* What you need to do *
Return each entry exactly, omitting nothing.

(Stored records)
——————————

PR #7037, opened 2021-12-05
FallingBlock auto expire setting

Owen1212055:
This gives the ability to disable falling blocks from being able to expire automatically.
This also saves with nbt under ``DisableAutoExpire``, although I am not sure this behavior is needed.


imDaniX:
Maybe a couple of options to actually set the expire timers instead? Also, what's the use-case for this nbt?

Owen1212055:
> Maybe a couple of options to actually set the expire timers instead? Also, what's the use-case for this nbt?

What do you propose? So like modifying it without changing the entity age? (Currently set age modifies this timer and the entity age) And I’m not sure, since I don’t know if new fields like this should be serialized into the entity or not.

imDaniX:
> What do you propose? So like modifying it without changing the entity age? (Currently set age modifies this timer and the entity age) And I’m not sure, since I don’t know if new fields like this should be serialized into the entity or not.

Sorry, actually did read an entire PR wrong.

Owen1212055:
~~Simplified by removing the tag, this is now a simple boolean.
Current variables for falling blocks by spigot aren't retained either... so I felt perhaps it wasn't needed to keep it.~~

This is a rather simple API addition and is ready.

Owen1212055:
Rebased

patches/server/0877-FallingBlock-auto-expire-setting.patch
```diff
@@ -0,0 +1,68 @@
...
+ 
+     }
+ 
+@@ -360,6 +362,10 @@ public class FallingBlockEntity extends Entity {
+             int srcZ = nbt.getInt("SourceLoc_z");
+             this.setOrigin(new org.bukkit.Location(level.getWorld(), srcX, srcY, srcZ));
+         }
++
++        if (nbt.contains("Paper.AutoExpire")) {
++            this.autoExpire = nbt.contains("Paper.AutoExpire");
```
kennytv: get the boolean value

kennytv (changes requested):

patches/server/0877-FallingBlock-auto-expire-setting.patch
Owen1212055: LOL nice, will do

Owen1212055:
Rebased and fixed

kennytv (approved):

——————————

* Task result *
PR #7037, opened 2021-12-05
FallingBlock auto expire setting

Owen1212055:
This gives the ability to disable falling blocks from being able to expire automatically.
This also saves with nbt under ``DisableAutoExpire``, although I am not sure this behavior is needed.


imDaniX:
Maybe a couple of options to actually set the expire timers instead? Also, what's the use-case for this nbt?

Owen1212055:
> Maybe a couple of options to actually set the expire timers instead? Also, what's the use-case for this nbt?

What do you propose? So like modifying it without changing the entity age? (Currently set age modifies this timer and the entity age) And I’m not sure, since I don’t know if new fields like this should be serialized into the entity or not.

imDaniX:
> What do you propose? So like modifying it without changing the entity age? (Currently set age modifies this timer and the entity age) And I’m not sure, since I don’t know if new fields like this should be serialized into the entity or not.

Sorry, actually did read an entire PR wrong.

Owen1212055:
~~Simplified by removing the tag, this is now a simple boolean.
Current variables for falling blocks by spigot aren't retained either... so I felt perhaps it wasn't needed to keep it.~~

This is a rather simple API addition and is ready.

Owen1212055:
Rebased

patches/server/0877-FallingBlock-auto-expire-setting.patch
```diff
@@ -0,0 +1,68 @@
...
+ 
+     }
+ 
+@@ -360,6 +362,10 @@ public class FallingBlockEntity extends Entity {
+             int srcZ = nbt.getInt("SourceLoc_z");
+             this.setOrigin(new org.bukkit.Location(level.getWorld(), srcX, srcY, srcZ));
+         }
++
++        if (nbt.contains("Paper.AutoExpire")) {
++            this.autoExpire = nbt.contains("Paper.AutoExpire");
```
kennytv: get the boolean value

kennytv (changes requested):

patches/server/0877-FallingBlock-auto-expire-setting.patch
Owen1212055: LOL nice, will do

Owen1212055:
Rebased and fixed

kennytv (approved):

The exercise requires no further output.